Stored data entries
PR #144, opened 2024-06-21
Obs error clean up

### LINKED ISSUE #42: `addaveragingerror` doesn't actually do anything due to functionality in `get_obs_surface`
TLDR: `get_obs_surface` already performs the calculations in `addaveragingerror` and resamples the data, so `addaveraging` error doesn't actually change anything.

If an `averaging` argument is passed to `openghg.retrieve.get_obs_surface`, then the following happens:

1. The obs data is resampled to the given resampling period:
```
ds_resampled = data.resample(time=average).mean(skipna=False, keep_attrs=True)
```
2. If `ch4_repeatability` (or `..._repeatability`) is present, then in the resampled data, `ch4_repeatability` is set to the variance of the mean of the original repeatability values:
```
if "repeatability" in var:
                ds_resampled[var] = (
                    np.sqrt((data[var] ** 2).resample(time=average).sum())
                    / data[var].resample(time=average).count()
                )

```
3. A variable called `f{species}_repeatability` (e.g. `ch4_repeatability`) is added, which contains the standard deviation of the observations over the resampling period:
```
ds_resampled[f"{species}_variability"] = (
      data[species].resample(time=average).std(skipna=False, keep_attrs=True)
)
```

Now, `addaveragingerror` in `openghg_inversions` does the following:
1. gets the obs again, with the same averaging period as specified in `fixedbasisMCMC` or `get_data.py`:
```
 get_obs = get_obs_surface(site=site,
                                  species=species,
                                  inlet=inlet[i],
                                  instrument=instrument[i],
                                  average=meas_period[i],
                                  start_date=start_date,
                                  end_date=end_date)
```
2. converts the obs values to a data frame called `sitedataerr` and pads the date range with NaNs: I'm not totally sure why this step is necessary
3. If `mf_variability` is present (which will always be the case if `meas_period[i]` is not `None`), it sets the `mf_variability` data variable of `fp_all[site]` to
```
np.sqrt(fp_all[site.upper()].mf_variability.values**2 + sitedataerr.resample(meas_period[i]).std(ddof=0).dropna().values.T**2))
```
Since the data was resampled to `meas_period[i]` by `get_obs_surface`, the second term in the square root is 0 (since the standard deviation of one value is zero), so `mf_variability` isn't changed.
4. The same is done for `mf_repeatability`: the `mf_repeatability` of `fp_all[site]` (if it is present) is set to
```
np.squeeze(np.sqrt(fp_all[site.upper()].mf_repeatability.values**2 + sitedataerr.resample(meas_period[i]).std(ddof=0).dropna().values.T**2))
```
but again, the second term in the `np.sqrt` is zero.

What this *should* be doing is adding the `mf_variability` to the `mf_repeatability` if `mf_repeatability` is present. This doesn't require fetching the data again.

brendan-m-murphy:
* **Summary of changes**

Cleaned up code that adds averaging error, using the `mf_variability` variable that is created by OpenGHG's `get_obs_surface` function.

A new variable `mf_error` is created:
- if "add averaging error" is true, then `mf_error` is the sqrt root of the sum of squares of repeatability and variability
- otherwise, `mf_error` is repeatability if it is present, otherwise, it is variability.

The output file now includes the variables:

» **EXERCISE PROMPT**
Gather from the entries above all lines that include the string "ddof".

» **YOUR SOLUTION**
np.sqrt(fp_all[site.upper()].mf_variability.values**2 + sitedataerr.resample(meas_period[i]).std(ddof=0).dropna().values.T**2))
np.squeeze(np.sqrt(fp_all[site.upper()].mf_repeatability.values**2 + sitedataerr.resample(meas_period[i]).std(ddof=0).dropna().values.T**2))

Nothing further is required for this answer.